Sæpe venit magno fœnore tardus Amor.
Properce


Il est de l’amour comme de la petite vérole, qui tue d’ordinaire quand elle prend tard.
Bussy-Rabutin


Ils m’ont dit, ces mortels en qui toujours j’ai foi,
Ceux qui savent le Ciel et l’homme mieux que moi ;
Ces poëtes divins que le génie inspire
Et qu’au livre du cœur, dès l’enfance, il fait lire ;
D’Ossian, de Milton, jeune postérité,
Qui sans cheveux blanchis, sans longue cécité,
Introduits de bonne heure au parvis des cantiques,
Ont dans leur voix l’accent des vieillards prophètiques ;
Ils m’ont dit, me voyant dans mon âme enfermé,
Malade et dévoré de n’avoir point aimé,
Morne, les yeux éteints, frappant cette poitrine
D’où jamais n’a jailli la flamme qui la mine,
Et me plaignant au Ciel du mal qui me tuera :
« Enfant, relève-toi, ton heure sonnera !
« Va, si tu veux aimer, tu n’as point passé l’âge ;
« Si le calme te pèse, espère encor l’orage.
« Ton printemps fut trop doux, attends les mois d’été ;
« Vienne, vienne l’ardeur de la virilité,
« Et sans plus t’exhaler en pleurs imaginaires,
« Sous des torrents de feux, au milieu des tonnerres,
« Le cœur par tous les points saignant, tu sentiras
« Au seuil de la beauté, sous ses pieds, dans ses bras,
« Tout ce qu’avait d’heureux ton indolente peine
« Au prix de cet excès de la souffrance humaine.
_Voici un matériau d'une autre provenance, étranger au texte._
PR #8687, opened 2020-12-19
GitStatusMonitor: Display when inactive

gerhardol:
## Proposed changes

Display when the commit count is inactive or not yet updated.
Currently the status is shown as zero changes or shown the changes before for instance Commit or minimize.
Update is scheduled immediately after running again.
- When refreshing
- After switching to a new repo
- Minimizing GE, then activating
- Open a modal dialog, like FormCommit

@mstv has asked about about status being incorrect, for instance when committing. 
The modal dialog ("lock the repo") could still keep GitStatusMonitor active, even if I believe I prefer this.

--
A slightly separate change that builds on the change above, could be separated
@pmiossec  asked about this

Run first update with locks
GitStatusMonitor normally do not try to lock the git-status, to not interfere with Commit.
However, a lock will speed up subsequent git-status.
If for instance you are building while opening GE, a lot of file changed events will fire
and git-status will run as often as allowed (max 1/3 of the time, but git-status can take some seconds).

If Commit button is pressed while still gray there may be a conflict though.
(But next FormCommit git-status should be faster.)

### Before

Shown while operations like Commit are ongoing
image

Shown after a repo is opened, before status is available
image

### After

Until git-status has run
image

## Test methodology

At work with Symantec virus git-status may require 10s (at least the initial updated.
On my PC at home, git-status requires about 200 ms for the GE repo. This change can be hard to see. To simulate a slow git-status execution, you may simulate a delay:

GitUI/CommandsDialogs/BrowseDialog/GitStatusMonitor.cs line 437
Thread.Delay(5000);

----

### DIFF
--- a/GitUI/CommandsDialogs/BrowseDialog/GitStatusMonitor.cs
+++ b/GitUI/CommandsDialogs/BrowseDialog/GitStatusMonitor.cs
@@ -281,6 +281,7 @@ namespace GitUI.CommandsDialogs.BrowseDialog
                     oldCommands.PreCheckoutRevision -= GitUICommands_PreCheckout;
                     oldCommands.PostCheckoutBranch -= GitUICommands_PostCheckout;
                     oldCommands.PostCheckoutRevision -= GitUICommands_PostCheckout;
+                    oldCommands.PostRepositoryChanged -= GitUICommands_PostRepositoryChanged;
                 }
 
                 commandsSource_activate(sender as IGitUICommandsSource);
@@ -293,6 +294,7 @@ namespace GitUI.CommandsDialogs.BrowseDialog
                 newCommands.PreCheckoutRevision += GitUICommands_PreCheckout;
                 newCommands.PostCheckoutBranch += GitUICommands_PostCheckout;
                 newCommands.PostCheckoutRevision += GitUICommands_PostCheckout;
+                newCommands.PostRepositoryChanged += GitUICommands_PostRepositoryChanged;
 
                 var module = newCommands.Module;
                 StartWatchingChanges(module.WorkingDir, module.WorkingDirGitDir);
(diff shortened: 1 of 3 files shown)


RussKie (approved):

gerhardol:
@gitextensions/git-extensions-team comments (especially) on the functionality change?

RussKie:
@msftbot merge in 72 hours

RussKie:
If someone is deeply concerned they have 72 hours to voice their concerns. If not, we can revisit this later.
Thank you.

GitUI/CommandsDialogs/BrowseDialog/GitStatusMonitor.cs
```diff
@@ -263,6 +283,7 @@ void commandsSource_GitUICommandsChanged(object sender, GitUICommandsChangedEven
                     oldCommands.PreCheckoutRevision -= GitUICommands_PreCheckout;
                     oldCommands.PostCheckoutBranch -= GitUICommands_PostCheckout;
                     oldCommands.PostCheckoutRevision -= GitUICommands_PostCheckout;
+                    oldCommands.PostRepositoryChanged -= GitUICommands_PreRepositoryChanged;
```
mstv, line 286: I have not digged into the code. But where is `+= GitUICommands_PreRepositoryChanged`?

GitUI/CommandsDialogs/BrowseDialog/GitStatusMonitor.cs
```diff
@@ -104,6 +105,7 @@ public GitStatusMonitor(IGitUICommandsSource commandsSource)
             Init(commandsSource);
 
             _getAllChangedFilesOutputParser = new GetAllChangedFilesOutputParser(() => commandsSource.UICommands.GitModule);
+            _isFirstPostRepoChanged = false;
```
mstv, line 108: Can be omitted because it is the default value, isn't it?

gerhardol: Yes, it was added for clarity but I will remove it

GitUI/CommandsDialogs/BrowseDialog/GitStatusMonitor.cs
gerhardol: GitUICommands_PreRepositoryChanged is never executed because there is no PreRepositoryChanged event...
Fixed the handling

gerhardol:
> If someone is deeply concerned they have 72 hours to voice their concerns. If not, we can revisit this later.

That is what I believe as well. Try to avoid rework, but it is better to go forward if in doubt
Since it was a functionality change I do not mind a few days extra to merge
This time mstv and pmiossec had raised comments, so I wanted them to join.
Will squash fixup! and rebase tomorrow or so.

« Car l’amour vrai, tardif, qui mûrit en son temps,
« Vois-tu, n’est pas semblable à celui de vingt ans,
« Que jette la jeunesse en sa première sève,
« Au blond duvet, vermeil, et doré comme un rêve :
« C’est un amour profond, amer, désespéré,
« C’est le dernier, l’unique ; — on dit moins, J’en mourrai ;
« On en meurt ; — un amour armé de jalousie,
« Consumant tout, honneur et gloire et poésie ;
« Sans douceurs et sans miel, capable de poison,
« Et pour toute la vie égarant la raison. »
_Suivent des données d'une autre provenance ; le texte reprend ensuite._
PR #8688, opened 2020-12-20
Move NetSpell.SpellChecker to Externals

RussKie:
We haven't authored NetSpell.SpellChecker project rather have copied
it presumably from https://github.com/loresoft/NetSpell in
fff5303cb2075a11666648f592b5c659421e1bab.

It would have been been a better idea to fork the original project, and
send patches upstream.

Voilà ce qu’ils m’ont dit, ceux qui connaissent l’âme ;
Je les crois, et j’attends la tempête et la flamme ;
Je cherche autour de moi, comme un homme averti,
Demandant à mon cœur : « N’ai-je donc rien senti ? »
Et comme, l’autre soir, quittant la causerie
D’une femme pudique et saintement chérie,
Heureux de son sourire et de ses doigts baisés,
Je revenais, la lèvre et le front embrasés ;
Comme, en mille détours, la flatteuse insomnie
Faisait luire à mes yeux son image bénie,
Et qu’à travers un bois, volant pour la saisir,
Mon âme se prenait aux ronces du désir,
Un moment j’espérai que, fondant sur sa proie.
Amour me déchirait, et j’en eus grande joie.
Mais tout s’évanouit bientôt dans le sommeil,
Et je ne sentais plus de blessure au réveil.

Amour, où donc es-tu ? descends, vautour sublime ;
J’étalerai mon cœur pour qu’il soit ta victime ;
Je t’ouvrirai ma veine et mon flanc tout fumant ;
Docile à ton essor, comme un crédule amant,
J’irai, j’irai partout où montera ton aile ;
Je chérirai sans fin ta morsure éternelle.
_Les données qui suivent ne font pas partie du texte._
PR #8697, opened 2020-12-23
Handle multi-part names for author initials

gerhardol:
## Proposed changes

Tune the author initials to handle middle names and additional info in the name and email addresses.
See test cases for details.

I initially wanted it to handle "Lastname Firstname" as "FL", but that is too hard to find out.
The French convention to use uppercase LASTNAME could be useful to detect lastnames...

## Test methodology 

Tests expanded and updated.

----

### DIFF
--- a/GitUI/Avatars/InitialsAvatarGenerator.cs
+++ b/GitUI/Avatars/InitialsAvatarGenerator.cs
@@ -32,33 +32,59 @@ namespace GitUI.Avatars
 
         protected internal (string initials, int hashCode) GetInitialsAndHashCode(string email, string name)
         {
-            string initials;
-            int hashCode;
+            string initials = null;
+            int hashCode = _unkownCounter;
             if (!string.IsNullOrWhiteSpace(name))
             {
-                var trimmedName = name.Trim();
-                var indexSpace = trimmedName.IndexOf(' ');
-                initials = trimmedName[0].ToString().ToUpper();
-                if (indexSpace != -1)
+                initials = GetInitials(name.Trim().Split());
+                if (!string.IsNullOrWhiteSpace(initials))
                 {
-                    initials += trimmedName[indexSpace + 1].ToString().ToUpper();
+                    hashCode = name.GetHashCode();
+                    return (initials, hashCode);
+                }
+            }
+
+            if (!string.IsNullOrWhiteSpace(email))
+            {
+                var e = email.TrimStart();
+                if (e.Contains("@"))
+                {
+                    e = e.Split('@')[0];
                 }
 
-                hashCode = string.IsNullOrWhiteSpace(email) ? name.GetHashCode() : email.GetHashCode();
-            }
-            else if (!string.IsNullOrWhiteSpace(email))
-            {
-                initials = ("" + email.TrimStart().First()).ToUpper();
-                hashCode = email.GetHashCode();
-            }
-            else
-            {
-                initials = "?";
-                hashCode = _unkownCounter;
-                _unkownCounter++;
+                initials = GetInitials(e.Split('.', '-', '_'));
+                if (!string.IsNullOrWhiteSpace(initials))
+                {
+                    hashCode = email.GetHashCode();
+                    return (initials, hashCode);
+                }
             }
 
+            initials = "?";
+            hashCode = _unkownCounter;
+            _unkownCounter++;
+
             return (initials, hashCode);
+
+            static string GetInitials(string[] names)
+            {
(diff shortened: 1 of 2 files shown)


UnitTests/GitUI.Tests/Avatars/InitialsAvatarGeneratorTests.cs
```diff
@@ -10,36 +10,22 @@ namespace GitUITests.Avatars
...
-        public void GetInitialsAndHashCode_return_initials_of_a_user()
+        [TestCase("albert.einstein@noreply.com", "albert einstein", "AE")]
+        [TestCase("albert.einstein@noreply.com", "albert z middlename einstein (k)", "AE")]
+        [TestCase("albert.einstein@noreply.com", "albert einstein (Nobel_price_winner)", "AE")]
+        [TestCase("albert.einstein@noreply.com", "EINSTEIN, Albert middlename (Nobel_price_winner)", "EM")]
+        [TestCase("albert.einstein@noreply.com", "albert", "AL")]
+        [TestCase("albert.einstein@noreply.com", "", "AE")]
+        [TestCase("albert.einstein@noreply.com", null, "AE")]
+        [TestCase("albert.z.einstein@noreply.com", null, "AE")]
+        [TestCase("albert", "", "AL")]
```
pmiossec, line 21: Perhaps in this case, it's better to have the 2nd letter lowercase to indicate that it was not the first letter of a name...

GitUI/Avatars/InitialsAvatarGenerator.cs
```diff
@@ -32,33 +32,59 @@ public Image GenerateAvatarImage(string email, string name, int imageSize)
...
-                initials = "?";
-                hashCode = _unkownCounter;
-                _unkownCounter++;
+                var e = email.TrimStart();
+                if (e.Contains("@"))
+                {
+                    e = e.Split('@')[0];
+                }
+
+                initials = GetInitials(e.Split('.'));
```
pmiossec, line 55: Should we split only on '.'? or should we also support '_' and '-' (and probably some others)?

pmiossec:
> The French convention to use uppercase LASTNAME could be useful to detect lastnames...

I'm not sure we use it always...

pmiossec (approved):

GitUI/Avatars/InitialsAvatarGenerator.cs
gerhardol: I have seen uses like abc_sd.fgfhhf@ and thought that was inconsistent. But it is maybe better to use first, last also here?
Will change to .-_

gerhardol:
> 
> 
> > The French convention to use uppercase LASTNAME could be useful to detect lastnames...
> 
> I'm not sure we use it always...

With all different nationalities at the workplace, I wish we used it here too. Then I would add heuristics to detect the last name. But I do not have that need or knowledge right now.

GitUI/Avatars/InitialsAvatarGenerator.cs
gerhardol: updated. This is a fallback case, most users have some kind of  name set. The heuristics to select the initials from the name couls possibly be improved.

gerhardol:
@msftbot merge in 3 days

UnitTests/GitUI.Tests/Avatars/InitialsAvatarGeneratorTests.cs
```diff
@@ -10,36 +10,24 @@ namespace GitUITests.Avatars
     [TestFixture]
     public sealed class InitialsAvatarGeneratorTests
     {
-        [Test]
-        public void GetInitialsAndHashCode_return_initials_of_a_user()
+        [TestCase("albert.einstein@noreply.com", "albert einstein", "AE")]
+        [TestCase("albert.einstein@noreply.com", "albert z middlename einstein (k)", "AE")]
+        [TestCase("albert.einstein@noreply.com", "albert einstein (Nobel_price_winner)", "AE")]
+        [TestCase("albert.einstein@noreply.com", "EINSTEIN, Albert middlename (Nobel_price_winner)", "EM")]
```
RussKie, line 16: I'd expect the initials to be "EAM"... 🤔

gerhardol: More than two looks weird and some international names have up to five parts, where to draw the limit? But it would still be something to identify them with. I chose esthetics over functionality.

Tu me seras léger et doux, maître adoré !
Jamais gazon flétri, jamais sable altéré,
Jamais guerriers mourants dont la plaine est jonchée
N’ont plus avidement bu la pluie épanchée
Que moi, rôdant, la nuit, aux lieux les plus déserts,
Je ne boirai mes pleurs cuisants, mes pleurs amers.
Oui, même sans bonheur, même sans espérance.
Quelque passion folle, abîme de souffrance,
Quelque amour désastreux, fléau de tout devoir ;
Oui, pourvu qu’il déchaîne en moi tout son pouvoir.
Pourvu que bien avant dans ma chair il se plonge,
Qu’il aiguise mes jours et sans pitié me ronge ;
Qu’importe ? je l’accepte et je m’attache à lui.
Plus de fade langueur, de vague et mol ennui ;
La tempête, en soufflant dans une âme élargie.
Des hautes facultés rallume l’énergie ;
La foudre éclate en nous, et si l’homme est vaincu,
Avant de succomber, du moins il a vécu[1].


  1. « Dans tout le temps de ma belle jeunesse, j’ai toujours été ne désirant, n’appelant rien tant de mes vœux, n’adorant que la Passion sacrée. » (Pensées de Joseph Delorme.) Ç’a été le cri des enfants du siècle. Poésie et morale régulière ne vont guère ensemble. Il y a longtemps que Montaigne a dit : « Et moi je suis de ceux qui tiennent que la poésie ne rit point ailleurs comme elle fait en un sujet folâtre et déréglé. » Mais il le disait gaiement, et nos enfants du siècle, ces neveux de René, l’ont dit au sérieux et sans rire, avec une sorte d’acharnement.